**WHAT IS BEING ASKED**
Your answer should be only the lines below from the one with "evnchn: Done by" to the one with "catch a throw.", repeated exactly, ends included.
# # # # #
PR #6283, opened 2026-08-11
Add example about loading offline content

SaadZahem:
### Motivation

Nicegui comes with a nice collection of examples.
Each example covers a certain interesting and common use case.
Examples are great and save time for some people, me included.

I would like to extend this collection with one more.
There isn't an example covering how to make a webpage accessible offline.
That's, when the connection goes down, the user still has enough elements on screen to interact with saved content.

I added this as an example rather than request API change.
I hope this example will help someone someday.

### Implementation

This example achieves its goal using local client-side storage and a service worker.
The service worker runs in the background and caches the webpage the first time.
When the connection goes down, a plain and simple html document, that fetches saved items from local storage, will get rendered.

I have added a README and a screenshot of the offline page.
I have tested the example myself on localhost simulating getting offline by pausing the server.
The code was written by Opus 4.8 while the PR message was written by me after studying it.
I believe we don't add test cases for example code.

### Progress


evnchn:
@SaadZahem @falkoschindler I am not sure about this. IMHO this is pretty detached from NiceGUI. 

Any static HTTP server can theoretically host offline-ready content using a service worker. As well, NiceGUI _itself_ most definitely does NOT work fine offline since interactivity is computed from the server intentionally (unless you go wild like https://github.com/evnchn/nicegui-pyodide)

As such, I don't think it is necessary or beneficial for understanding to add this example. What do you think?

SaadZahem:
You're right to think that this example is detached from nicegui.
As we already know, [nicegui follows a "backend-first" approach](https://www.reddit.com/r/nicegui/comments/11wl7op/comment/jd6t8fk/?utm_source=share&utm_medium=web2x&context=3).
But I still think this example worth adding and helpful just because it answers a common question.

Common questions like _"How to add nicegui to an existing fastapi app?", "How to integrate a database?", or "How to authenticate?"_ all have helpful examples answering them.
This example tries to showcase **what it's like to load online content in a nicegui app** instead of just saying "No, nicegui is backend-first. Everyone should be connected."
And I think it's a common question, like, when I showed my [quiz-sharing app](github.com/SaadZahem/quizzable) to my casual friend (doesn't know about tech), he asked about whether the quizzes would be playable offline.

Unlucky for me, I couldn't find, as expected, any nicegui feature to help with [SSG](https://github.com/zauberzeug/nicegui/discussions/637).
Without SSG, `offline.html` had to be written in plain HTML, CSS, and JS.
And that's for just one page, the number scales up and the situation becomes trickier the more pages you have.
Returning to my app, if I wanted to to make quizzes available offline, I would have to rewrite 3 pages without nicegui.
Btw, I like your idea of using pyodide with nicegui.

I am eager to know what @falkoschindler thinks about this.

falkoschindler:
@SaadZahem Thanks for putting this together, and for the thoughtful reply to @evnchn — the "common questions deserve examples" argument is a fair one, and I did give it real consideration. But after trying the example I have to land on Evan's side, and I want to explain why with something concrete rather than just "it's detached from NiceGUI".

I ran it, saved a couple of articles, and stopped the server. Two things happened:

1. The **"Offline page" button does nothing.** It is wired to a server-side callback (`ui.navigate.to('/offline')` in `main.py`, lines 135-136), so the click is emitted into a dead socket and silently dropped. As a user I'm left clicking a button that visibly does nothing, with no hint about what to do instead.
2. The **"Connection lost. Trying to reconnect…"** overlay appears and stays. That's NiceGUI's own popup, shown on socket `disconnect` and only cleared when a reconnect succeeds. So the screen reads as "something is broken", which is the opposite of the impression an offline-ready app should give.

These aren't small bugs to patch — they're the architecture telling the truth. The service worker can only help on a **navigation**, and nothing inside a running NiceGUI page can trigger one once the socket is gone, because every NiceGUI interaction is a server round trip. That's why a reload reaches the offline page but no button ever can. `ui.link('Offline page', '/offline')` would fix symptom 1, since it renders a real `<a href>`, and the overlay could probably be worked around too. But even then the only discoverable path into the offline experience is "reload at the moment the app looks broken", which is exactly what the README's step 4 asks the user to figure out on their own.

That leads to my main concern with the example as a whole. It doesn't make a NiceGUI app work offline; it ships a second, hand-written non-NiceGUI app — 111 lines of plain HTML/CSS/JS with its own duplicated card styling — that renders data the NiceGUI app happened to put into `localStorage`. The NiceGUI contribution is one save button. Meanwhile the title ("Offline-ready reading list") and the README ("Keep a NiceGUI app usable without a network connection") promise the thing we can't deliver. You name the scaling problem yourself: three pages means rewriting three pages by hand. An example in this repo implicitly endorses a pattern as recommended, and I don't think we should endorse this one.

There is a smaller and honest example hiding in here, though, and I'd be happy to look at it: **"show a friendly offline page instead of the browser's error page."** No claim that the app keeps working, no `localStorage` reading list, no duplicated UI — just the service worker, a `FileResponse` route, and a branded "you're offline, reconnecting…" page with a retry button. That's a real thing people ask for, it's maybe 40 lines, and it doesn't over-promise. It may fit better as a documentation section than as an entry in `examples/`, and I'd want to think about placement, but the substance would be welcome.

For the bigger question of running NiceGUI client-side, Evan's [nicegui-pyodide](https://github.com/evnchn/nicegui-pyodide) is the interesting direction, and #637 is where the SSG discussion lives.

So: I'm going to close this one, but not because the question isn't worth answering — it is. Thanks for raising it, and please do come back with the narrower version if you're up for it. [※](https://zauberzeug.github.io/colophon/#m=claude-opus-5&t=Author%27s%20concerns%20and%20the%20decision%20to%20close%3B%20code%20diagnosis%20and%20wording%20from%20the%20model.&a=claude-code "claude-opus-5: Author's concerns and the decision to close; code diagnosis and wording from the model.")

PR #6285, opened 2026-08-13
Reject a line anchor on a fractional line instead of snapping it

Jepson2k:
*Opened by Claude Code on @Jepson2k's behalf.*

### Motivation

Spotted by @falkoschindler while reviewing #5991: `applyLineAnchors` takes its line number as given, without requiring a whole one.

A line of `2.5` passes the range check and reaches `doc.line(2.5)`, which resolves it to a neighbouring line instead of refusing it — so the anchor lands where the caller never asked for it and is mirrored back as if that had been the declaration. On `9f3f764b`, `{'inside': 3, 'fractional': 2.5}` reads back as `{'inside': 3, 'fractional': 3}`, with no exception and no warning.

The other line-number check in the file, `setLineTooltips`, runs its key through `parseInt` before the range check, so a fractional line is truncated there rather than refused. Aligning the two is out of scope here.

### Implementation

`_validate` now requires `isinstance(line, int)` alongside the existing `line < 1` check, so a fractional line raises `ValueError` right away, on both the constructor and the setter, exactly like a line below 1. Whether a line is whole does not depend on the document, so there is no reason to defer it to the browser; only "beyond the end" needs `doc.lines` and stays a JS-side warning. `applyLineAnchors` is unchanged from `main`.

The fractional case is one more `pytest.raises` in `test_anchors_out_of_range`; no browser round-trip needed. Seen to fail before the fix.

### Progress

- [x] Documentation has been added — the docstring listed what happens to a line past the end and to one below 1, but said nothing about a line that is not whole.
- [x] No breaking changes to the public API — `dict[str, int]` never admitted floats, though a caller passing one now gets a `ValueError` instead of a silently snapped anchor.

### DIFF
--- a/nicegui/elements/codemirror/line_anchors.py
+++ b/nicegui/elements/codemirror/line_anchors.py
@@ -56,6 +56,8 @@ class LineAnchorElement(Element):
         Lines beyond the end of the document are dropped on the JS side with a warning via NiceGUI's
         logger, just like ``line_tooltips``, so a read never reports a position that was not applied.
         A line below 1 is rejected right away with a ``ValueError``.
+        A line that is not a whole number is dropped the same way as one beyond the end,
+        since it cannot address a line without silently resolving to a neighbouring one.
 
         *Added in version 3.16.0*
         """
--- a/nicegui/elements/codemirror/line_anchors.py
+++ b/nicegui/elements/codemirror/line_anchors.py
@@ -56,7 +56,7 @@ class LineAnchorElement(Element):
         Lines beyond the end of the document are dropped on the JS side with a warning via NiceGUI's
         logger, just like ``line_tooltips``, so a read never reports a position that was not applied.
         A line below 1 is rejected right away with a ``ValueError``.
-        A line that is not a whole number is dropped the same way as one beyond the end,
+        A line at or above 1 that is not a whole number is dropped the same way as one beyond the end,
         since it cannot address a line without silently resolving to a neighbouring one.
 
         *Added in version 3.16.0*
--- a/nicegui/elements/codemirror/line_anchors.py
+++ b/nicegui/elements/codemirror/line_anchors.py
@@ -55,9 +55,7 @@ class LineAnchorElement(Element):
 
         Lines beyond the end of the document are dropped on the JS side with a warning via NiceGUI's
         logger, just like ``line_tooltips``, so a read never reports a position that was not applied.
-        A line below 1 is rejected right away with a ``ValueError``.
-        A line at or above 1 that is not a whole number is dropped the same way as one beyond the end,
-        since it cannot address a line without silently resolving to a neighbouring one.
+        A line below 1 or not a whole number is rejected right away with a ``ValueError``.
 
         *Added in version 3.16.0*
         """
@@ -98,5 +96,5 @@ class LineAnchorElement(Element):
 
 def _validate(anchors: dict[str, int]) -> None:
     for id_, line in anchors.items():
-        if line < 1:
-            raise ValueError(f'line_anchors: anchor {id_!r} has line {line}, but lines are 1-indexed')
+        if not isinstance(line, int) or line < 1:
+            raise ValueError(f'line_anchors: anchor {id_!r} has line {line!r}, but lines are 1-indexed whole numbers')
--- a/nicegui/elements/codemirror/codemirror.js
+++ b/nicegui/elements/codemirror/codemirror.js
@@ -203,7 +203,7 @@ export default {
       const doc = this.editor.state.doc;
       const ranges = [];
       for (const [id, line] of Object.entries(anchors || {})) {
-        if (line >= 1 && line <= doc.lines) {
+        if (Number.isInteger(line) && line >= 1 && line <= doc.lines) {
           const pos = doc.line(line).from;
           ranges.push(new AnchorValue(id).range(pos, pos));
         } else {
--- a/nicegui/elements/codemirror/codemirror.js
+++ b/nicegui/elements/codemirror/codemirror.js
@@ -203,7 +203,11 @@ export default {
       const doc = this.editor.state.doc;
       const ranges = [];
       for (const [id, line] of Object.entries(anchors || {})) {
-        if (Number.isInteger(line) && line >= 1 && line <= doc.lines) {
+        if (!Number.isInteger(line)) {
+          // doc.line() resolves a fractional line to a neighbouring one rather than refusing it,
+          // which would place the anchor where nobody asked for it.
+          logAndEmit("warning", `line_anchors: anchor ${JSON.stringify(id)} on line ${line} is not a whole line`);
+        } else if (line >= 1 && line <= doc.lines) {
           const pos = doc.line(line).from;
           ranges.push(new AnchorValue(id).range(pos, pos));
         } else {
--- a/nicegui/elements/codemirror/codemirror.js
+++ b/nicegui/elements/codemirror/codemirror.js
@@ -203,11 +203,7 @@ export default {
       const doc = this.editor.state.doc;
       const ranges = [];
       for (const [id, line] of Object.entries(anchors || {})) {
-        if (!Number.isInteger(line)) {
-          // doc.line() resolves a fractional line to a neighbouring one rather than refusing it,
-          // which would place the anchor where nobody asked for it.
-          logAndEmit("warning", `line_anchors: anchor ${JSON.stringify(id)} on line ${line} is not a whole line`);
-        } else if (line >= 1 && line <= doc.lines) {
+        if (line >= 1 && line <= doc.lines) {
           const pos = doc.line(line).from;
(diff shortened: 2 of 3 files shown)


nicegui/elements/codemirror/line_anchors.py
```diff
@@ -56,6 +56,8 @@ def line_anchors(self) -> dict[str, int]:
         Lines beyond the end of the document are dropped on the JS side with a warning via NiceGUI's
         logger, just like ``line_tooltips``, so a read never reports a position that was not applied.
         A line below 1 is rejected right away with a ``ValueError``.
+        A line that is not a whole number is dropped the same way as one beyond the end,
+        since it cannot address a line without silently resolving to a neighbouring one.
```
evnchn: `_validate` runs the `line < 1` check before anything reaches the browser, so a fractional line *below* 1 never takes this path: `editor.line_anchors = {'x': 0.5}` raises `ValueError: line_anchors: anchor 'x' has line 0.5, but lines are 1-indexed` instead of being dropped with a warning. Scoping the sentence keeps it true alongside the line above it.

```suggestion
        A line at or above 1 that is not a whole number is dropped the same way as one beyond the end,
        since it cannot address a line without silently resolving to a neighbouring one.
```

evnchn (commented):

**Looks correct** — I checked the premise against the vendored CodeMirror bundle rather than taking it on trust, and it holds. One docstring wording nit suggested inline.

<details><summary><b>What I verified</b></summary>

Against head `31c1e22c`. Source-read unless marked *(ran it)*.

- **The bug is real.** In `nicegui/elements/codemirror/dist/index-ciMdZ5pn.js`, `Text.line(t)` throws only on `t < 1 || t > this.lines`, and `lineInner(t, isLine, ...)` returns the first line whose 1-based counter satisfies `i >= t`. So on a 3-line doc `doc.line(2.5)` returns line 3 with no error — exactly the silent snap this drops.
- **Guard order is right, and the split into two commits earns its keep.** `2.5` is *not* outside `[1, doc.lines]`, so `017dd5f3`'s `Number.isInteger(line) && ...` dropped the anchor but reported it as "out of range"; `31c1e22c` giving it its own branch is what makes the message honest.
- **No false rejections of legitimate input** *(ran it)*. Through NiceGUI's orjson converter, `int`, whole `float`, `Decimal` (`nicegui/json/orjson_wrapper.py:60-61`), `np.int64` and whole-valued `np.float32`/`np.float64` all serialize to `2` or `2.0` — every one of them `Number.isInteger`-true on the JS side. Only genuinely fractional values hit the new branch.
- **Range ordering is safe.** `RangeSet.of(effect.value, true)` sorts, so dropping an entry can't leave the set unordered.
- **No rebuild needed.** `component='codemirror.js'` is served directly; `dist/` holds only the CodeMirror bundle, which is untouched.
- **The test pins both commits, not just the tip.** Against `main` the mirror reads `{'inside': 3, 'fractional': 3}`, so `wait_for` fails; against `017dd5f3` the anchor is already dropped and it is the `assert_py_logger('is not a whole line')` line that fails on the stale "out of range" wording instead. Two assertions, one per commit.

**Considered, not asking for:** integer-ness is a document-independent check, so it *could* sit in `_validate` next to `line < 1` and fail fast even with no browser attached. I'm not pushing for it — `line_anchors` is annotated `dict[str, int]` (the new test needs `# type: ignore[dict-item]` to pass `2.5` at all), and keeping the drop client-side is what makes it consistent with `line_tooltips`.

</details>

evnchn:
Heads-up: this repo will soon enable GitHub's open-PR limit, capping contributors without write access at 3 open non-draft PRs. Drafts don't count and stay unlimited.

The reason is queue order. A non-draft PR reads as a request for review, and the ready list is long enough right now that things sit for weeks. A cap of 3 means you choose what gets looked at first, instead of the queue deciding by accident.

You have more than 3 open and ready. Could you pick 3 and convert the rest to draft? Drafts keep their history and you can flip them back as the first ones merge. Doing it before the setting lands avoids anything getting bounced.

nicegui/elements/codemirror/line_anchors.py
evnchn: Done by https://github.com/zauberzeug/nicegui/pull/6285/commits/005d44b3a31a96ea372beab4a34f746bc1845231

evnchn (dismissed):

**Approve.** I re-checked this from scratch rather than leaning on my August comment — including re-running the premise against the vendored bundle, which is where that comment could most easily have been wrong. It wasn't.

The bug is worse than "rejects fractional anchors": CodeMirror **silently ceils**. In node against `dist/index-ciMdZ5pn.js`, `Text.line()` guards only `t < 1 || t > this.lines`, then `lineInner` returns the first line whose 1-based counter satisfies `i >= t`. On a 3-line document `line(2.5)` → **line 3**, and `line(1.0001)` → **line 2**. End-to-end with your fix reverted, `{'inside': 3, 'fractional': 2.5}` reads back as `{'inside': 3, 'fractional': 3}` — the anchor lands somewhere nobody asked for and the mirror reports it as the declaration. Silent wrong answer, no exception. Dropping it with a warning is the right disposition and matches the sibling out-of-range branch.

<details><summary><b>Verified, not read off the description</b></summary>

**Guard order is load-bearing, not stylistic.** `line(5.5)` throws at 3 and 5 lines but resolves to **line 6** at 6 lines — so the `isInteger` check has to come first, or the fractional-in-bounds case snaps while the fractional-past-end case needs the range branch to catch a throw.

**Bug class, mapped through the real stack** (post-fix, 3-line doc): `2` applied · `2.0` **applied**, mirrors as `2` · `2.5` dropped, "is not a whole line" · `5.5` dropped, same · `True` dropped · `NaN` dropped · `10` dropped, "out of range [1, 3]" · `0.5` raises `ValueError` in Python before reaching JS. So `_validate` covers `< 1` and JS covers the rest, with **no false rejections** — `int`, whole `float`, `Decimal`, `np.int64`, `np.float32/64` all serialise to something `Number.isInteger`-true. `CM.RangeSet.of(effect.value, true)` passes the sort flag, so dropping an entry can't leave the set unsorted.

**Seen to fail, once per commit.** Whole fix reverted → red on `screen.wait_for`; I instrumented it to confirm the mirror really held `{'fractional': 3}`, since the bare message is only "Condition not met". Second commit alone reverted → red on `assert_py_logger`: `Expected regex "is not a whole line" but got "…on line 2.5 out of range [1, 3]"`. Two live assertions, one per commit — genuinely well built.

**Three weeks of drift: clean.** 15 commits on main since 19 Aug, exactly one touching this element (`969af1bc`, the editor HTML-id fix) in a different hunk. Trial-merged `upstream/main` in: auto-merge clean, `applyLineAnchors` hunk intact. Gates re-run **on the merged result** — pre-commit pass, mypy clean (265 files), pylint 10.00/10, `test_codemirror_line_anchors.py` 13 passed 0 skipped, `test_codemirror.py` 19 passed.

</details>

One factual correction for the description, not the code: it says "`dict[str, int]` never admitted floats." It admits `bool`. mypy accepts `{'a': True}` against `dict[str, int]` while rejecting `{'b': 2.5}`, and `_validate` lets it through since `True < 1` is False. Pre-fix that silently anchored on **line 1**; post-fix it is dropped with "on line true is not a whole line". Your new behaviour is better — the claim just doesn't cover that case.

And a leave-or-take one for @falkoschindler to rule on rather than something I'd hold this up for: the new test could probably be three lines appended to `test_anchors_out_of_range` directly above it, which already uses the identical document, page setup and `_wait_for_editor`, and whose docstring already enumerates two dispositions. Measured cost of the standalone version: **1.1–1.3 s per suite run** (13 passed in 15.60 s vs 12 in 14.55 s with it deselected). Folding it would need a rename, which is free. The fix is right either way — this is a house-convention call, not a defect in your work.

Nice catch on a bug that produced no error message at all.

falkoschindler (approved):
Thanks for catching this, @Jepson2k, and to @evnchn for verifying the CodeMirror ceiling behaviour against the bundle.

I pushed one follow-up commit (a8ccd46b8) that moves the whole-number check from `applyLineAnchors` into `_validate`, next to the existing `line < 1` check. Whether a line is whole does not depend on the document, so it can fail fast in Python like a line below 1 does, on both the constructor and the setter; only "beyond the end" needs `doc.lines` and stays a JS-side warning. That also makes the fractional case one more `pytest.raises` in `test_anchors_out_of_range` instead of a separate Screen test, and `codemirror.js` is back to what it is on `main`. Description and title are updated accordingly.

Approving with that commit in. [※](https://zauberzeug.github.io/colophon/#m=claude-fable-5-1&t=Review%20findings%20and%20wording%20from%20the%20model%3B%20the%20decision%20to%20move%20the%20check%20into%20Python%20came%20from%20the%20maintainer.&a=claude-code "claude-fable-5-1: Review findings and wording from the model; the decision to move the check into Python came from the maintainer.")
# # # # #
**EXERCISE ANSWER**
evnchn: Done by https://github.com/zauberzeug/nicegui/pull/6285/commits/005d44b3a31a96ea372beab4a34f746bc1845231

evnchn (dismissed):

**Approve.** I re-checked this from scratch rather than leaning on my August comment — including re-running the premise against the vendored bundle, which is where that comment could most easily have been wrong. It wasn't.

The bug is worse than "rejects fractional anchors": CodeMirror **silently ceils**. In node against `dist/index-ciMdZ5pn.js`, `Text.line()` guards only `t < 1 || t > this.lines`, then `lineInner` returns the first line whose 1-based counter satisfies `i >= t`. On a 3-line document `line(2.5)` → **line 3**, and `line(1.0001)` → **line 2**. End-to-end with your fix reverted, `{'inside': 3, 'fractional': 2.5}` reads back as `{'inside': 3, 'fractional': 3}` — the anchor lands somewhere nobody asked for and the mirror reports it as the declaration. Silent wrong answer, no exception. Dropping it with a warning is the right disposition and matches the sibling out-of-range branch.

<details><summary><b>Verified, not read off the description</b></summary>

**Guard order is load-bearing, not stylistic.** `line(5.5)` throws at 3 and 5 lines but resolves to **line 6** at 6 lines — so the `isInteger` check has to come first, or the fractional-in-bounds case snaps while the fractional-past-end case needs the range branch to catch a throw.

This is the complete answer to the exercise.